- Work order
All that is needed is a count of the lines in this data that contain the word "after".

- Records from a dataset
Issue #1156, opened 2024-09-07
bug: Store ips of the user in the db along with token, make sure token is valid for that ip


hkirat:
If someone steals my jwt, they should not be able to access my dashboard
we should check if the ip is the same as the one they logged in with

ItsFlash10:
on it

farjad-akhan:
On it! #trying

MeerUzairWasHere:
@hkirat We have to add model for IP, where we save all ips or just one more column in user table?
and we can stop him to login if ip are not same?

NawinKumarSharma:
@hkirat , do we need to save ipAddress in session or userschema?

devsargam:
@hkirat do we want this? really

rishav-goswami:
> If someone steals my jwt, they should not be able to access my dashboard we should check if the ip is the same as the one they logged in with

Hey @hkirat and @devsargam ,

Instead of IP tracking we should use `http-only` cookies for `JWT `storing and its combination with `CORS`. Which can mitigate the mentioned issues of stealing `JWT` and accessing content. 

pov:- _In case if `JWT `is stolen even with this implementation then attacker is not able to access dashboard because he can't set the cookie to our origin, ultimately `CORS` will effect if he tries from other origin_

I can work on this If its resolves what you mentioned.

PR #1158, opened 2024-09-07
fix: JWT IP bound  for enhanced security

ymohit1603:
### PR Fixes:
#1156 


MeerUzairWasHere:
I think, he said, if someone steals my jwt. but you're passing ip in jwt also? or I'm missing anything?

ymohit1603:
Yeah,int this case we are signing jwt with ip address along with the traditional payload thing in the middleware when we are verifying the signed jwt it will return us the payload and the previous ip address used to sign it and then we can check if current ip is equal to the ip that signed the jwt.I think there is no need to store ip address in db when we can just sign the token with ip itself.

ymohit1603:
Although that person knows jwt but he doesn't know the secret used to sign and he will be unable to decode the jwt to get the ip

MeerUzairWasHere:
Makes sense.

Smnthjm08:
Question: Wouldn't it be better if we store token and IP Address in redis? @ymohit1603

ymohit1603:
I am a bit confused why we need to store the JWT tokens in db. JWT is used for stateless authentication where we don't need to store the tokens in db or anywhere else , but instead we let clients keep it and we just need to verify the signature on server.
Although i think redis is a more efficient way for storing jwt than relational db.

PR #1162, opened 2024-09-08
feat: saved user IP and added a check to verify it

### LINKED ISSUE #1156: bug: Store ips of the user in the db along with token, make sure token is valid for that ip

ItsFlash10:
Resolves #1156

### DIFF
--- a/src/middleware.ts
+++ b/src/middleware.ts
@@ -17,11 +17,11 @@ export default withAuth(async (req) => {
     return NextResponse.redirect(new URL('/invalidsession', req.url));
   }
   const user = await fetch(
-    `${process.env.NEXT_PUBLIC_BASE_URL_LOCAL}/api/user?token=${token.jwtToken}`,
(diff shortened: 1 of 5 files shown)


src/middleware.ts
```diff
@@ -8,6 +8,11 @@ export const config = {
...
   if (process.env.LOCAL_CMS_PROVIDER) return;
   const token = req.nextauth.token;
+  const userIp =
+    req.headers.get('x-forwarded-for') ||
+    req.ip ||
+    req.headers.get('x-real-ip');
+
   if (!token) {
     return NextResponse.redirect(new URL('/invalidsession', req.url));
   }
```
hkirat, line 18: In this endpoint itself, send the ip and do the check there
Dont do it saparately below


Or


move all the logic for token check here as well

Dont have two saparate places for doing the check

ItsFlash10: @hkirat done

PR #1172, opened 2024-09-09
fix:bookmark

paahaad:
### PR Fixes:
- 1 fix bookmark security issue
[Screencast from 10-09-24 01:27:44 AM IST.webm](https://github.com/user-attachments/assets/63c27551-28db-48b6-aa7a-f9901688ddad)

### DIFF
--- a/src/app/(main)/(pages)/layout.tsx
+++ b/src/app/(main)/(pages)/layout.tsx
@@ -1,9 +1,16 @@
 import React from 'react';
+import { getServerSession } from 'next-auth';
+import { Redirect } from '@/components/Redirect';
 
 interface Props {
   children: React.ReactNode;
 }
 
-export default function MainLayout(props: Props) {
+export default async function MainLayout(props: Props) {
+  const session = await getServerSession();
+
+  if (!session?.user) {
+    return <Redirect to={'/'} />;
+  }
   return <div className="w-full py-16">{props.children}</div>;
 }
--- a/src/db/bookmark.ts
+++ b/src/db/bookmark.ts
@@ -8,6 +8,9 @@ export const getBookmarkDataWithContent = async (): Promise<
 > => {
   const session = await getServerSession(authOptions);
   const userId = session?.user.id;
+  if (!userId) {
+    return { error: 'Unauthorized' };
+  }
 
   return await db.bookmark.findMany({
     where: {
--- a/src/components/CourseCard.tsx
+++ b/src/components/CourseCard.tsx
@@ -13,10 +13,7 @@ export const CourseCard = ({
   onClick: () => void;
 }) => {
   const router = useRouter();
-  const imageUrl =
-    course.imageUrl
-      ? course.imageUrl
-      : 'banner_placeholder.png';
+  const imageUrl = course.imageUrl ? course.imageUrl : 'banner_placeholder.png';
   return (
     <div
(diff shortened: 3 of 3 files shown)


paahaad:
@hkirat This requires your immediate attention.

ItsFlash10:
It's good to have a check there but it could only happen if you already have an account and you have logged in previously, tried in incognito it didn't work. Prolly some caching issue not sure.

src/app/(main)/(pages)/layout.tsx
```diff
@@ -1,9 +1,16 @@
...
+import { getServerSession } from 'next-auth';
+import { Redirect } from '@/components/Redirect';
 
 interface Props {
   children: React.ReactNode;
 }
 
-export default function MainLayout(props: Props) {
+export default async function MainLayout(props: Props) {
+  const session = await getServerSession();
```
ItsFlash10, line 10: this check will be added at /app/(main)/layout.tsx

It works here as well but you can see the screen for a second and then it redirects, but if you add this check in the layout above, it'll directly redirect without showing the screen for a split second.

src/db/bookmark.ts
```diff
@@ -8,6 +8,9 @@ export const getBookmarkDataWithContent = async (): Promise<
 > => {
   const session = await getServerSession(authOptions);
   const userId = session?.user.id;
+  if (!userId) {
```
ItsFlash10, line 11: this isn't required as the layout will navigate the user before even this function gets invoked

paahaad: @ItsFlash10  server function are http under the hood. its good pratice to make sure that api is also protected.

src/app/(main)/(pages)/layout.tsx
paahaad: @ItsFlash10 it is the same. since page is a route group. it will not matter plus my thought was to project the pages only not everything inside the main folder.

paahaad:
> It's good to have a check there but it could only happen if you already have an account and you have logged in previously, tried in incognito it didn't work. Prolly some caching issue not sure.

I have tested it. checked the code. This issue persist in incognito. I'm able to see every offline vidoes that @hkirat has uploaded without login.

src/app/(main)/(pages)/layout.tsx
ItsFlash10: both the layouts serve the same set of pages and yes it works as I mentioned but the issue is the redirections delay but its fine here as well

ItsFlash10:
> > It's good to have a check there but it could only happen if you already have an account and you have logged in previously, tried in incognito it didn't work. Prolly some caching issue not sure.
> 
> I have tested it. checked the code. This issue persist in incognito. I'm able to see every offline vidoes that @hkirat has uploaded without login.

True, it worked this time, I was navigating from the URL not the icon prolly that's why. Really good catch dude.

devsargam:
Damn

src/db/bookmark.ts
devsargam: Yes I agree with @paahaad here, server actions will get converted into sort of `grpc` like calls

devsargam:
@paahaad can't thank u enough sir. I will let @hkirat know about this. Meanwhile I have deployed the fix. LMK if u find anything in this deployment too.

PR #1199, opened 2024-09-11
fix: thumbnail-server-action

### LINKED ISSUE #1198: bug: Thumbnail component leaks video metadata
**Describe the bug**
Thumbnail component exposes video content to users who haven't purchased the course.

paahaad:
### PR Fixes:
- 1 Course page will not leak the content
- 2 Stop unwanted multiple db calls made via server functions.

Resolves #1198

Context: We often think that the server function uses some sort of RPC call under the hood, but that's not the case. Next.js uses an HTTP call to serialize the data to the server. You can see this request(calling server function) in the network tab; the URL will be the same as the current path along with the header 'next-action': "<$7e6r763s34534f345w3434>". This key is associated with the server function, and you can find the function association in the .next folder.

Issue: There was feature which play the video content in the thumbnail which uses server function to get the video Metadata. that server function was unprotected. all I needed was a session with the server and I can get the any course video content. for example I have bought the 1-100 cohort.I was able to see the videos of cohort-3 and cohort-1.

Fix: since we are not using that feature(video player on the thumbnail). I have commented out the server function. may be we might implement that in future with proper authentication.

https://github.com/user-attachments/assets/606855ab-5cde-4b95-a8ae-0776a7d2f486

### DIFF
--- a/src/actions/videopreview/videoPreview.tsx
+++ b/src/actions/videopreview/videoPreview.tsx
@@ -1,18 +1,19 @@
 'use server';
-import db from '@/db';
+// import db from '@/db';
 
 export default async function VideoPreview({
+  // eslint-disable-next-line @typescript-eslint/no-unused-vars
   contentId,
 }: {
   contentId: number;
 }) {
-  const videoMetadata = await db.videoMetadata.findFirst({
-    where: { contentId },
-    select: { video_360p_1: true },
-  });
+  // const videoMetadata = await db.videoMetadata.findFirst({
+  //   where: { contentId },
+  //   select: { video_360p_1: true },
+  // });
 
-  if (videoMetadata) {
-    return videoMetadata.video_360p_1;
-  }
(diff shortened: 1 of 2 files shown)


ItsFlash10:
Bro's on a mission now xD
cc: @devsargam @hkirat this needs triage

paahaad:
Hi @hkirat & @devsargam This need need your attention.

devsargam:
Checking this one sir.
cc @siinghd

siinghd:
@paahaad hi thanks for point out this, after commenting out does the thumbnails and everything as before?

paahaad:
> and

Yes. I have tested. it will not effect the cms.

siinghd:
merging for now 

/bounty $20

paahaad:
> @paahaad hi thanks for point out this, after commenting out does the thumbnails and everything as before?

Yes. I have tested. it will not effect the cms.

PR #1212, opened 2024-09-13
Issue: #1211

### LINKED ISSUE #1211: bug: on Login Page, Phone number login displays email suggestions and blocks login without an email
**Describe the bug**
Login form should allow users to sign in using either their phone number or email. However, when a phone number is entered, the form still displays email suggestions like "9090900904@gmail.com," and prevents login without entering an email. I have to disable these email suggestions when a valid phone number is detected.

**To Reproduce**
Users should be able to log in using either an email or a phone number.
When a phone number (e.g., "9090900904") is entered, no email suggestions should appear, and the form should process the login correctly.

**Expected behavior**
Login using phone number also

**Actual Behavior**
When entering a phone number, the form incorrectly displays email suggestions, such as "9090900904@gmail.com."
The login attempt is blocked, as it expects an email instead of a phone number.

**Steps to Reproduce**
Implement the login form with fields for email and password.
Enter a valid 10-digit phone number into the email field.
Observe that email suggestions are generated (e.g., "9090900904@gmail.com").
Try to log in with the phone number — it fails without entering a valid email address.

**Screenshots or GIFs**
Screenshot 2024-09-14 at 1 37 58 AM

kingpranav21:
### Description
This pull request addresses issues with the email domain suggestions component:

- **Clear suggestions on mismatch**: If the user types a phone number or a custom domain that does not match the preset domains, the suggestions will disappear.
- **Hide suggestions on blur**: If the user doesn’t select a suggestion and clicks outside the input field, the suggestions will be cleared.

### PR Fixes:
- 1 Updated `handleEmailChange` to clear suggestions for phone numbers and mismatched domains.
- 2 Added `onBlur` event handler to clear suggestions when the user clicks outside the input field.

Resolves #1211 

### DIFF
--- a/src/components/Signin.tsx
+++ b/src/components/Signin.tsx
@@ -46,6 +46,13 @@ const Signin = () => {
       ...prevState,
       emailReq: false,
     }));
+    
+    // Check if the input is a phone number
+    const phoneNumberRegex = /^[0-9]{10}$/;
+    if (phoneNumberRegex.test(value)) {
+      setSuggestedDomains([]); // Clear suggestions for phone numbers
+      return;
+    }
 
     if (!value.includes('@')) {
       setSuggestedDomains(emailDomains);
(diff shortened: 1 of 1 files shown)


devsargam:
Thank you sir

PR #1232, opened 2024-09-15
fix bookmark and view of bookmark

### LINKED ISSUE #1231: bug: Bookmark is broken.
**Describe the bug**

- Result
2